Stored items
Start of Block

PR #2076, opened 2022-05-18
tutorial and unit test for LDOS of planar cavity with lossless metallic walls

oskooi:
Adds a new tutorial ("Planar Cavity with Lossless Metallic Walls") and unit test based on the results in [IEEE J. Quantum Electronics, Vol. 34, pp. 71-76 (1998)](https://ieeexplore.ieee.org/abstract/document/655009).

This replaces the existing unit test for the LDOS feature which just validated the simulated results against hard-coded values.


stevengj:
Two possible follow-up tests:

1. You could try it in cylindrical coordinates.
2. You could try it in a 1d simulation (along x), integrating the result over ky and kz, or just over ky treated as a polar coordinate (i.e. integration weight 2π ky dky)

doc/docs/Python_Tutorials/Local_Density_of_States.md
```diff
@@ -2,21 +2,150 @@
...
+
+An important feature of this cavity system are the lossless metal sidewalls. These mirrors are perfectly reflective at all angles and enable the Purcell enhancement factor to be tuned over a wide range of ~0.5 to 3.0. There are other types of lossless mirrors with reflectivity of +1 (0 phase shift) rather than -1 (π phase shift) as in this example based on e.g., a multilayer stack in which the index of the cavity is *larger* than the index of the first mirror layer. These mirrors tend to have a strong angular dependence of the reflectivity and thus generally a smaller range of variation for the Purcell enhancement. In this demonstration, the cavity thickness is swept over a range of 0.5 to 2.5. Below a thickness of 0.5 there are no guided modes and thus the Purcell enhancement factor is zero.
```
stevengj, line 19:
```suggestion
In this demonstration, the cavity thickness is swept over a range of 0.5 to 2.5. Below a thickness of 0.5 there are no guided modes and thus the Purcell enhancement factor is zero.
```

doc/docs/Python_Tutorials/Local_Density_of_States.md
```diff
@@ -2,21 +2,150 @@
...
+
+Two types of simulations are necessary for computing the Purcell enhancement factor: (1) bulk medium and (2) cavity. The `dft_ldos` featured is used to compute the LDOS in each case at a single wavelength. The Purcell enhancement factor is computed as the ratio of the LDOS measured in (2) to that from (1). Each simulation uses three mirror symmetries to reduce the size of the 3D computation by a factor of eight. The cavity is infinitely extended in the *xy* plane and thus the cell is terminated using PMLs in these two directions. Because Meep uses a default boundary condition of a perfect electric conductor, there is no need to explicitly define the boundaries in the *z* direction. The fields are timestepped until they have decayed away sufficiently due to absorption by the PMLS at the location of the pulsed source.
```
stevengj, line 21:
```suggestion
Two types of simulations are necessary for computing the Purcell enhancement factor: (1) bulk medium and (2) cavity. The `dft_ldos` featured is used to compute the LDOS in each case at a single wavelength. The Purcell enhancement factor is computed as the ratio of the LDOS measured in (2) to that from (1). Each simulation uses three mirror symmetries to reduce the size of the 3D computation by a factor of eight. The cavity is infinitely extended in the *xy* plane and thus the cell is terminated using PMLs in these two directions. Because Meep uses a default boundary condition of a perfect electric conductor, there is no need to explicitly define the boundaries in the *z* direction. The fields are timestepped until they have decayed away sufficiently due to absorption by the PMLs at the location of the pulsed source.
```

End of Block

• **Try it**: When the word "could" occurs in a line above, list that line.

• **Task answer**:
1. You could try it in cylindrical coordinates.
2. You could try it in a 1d simulation (along x), integrating the result over ky and kz, or just over ky treated as a polar coordinate (i.e. integration weight 2π ky dky)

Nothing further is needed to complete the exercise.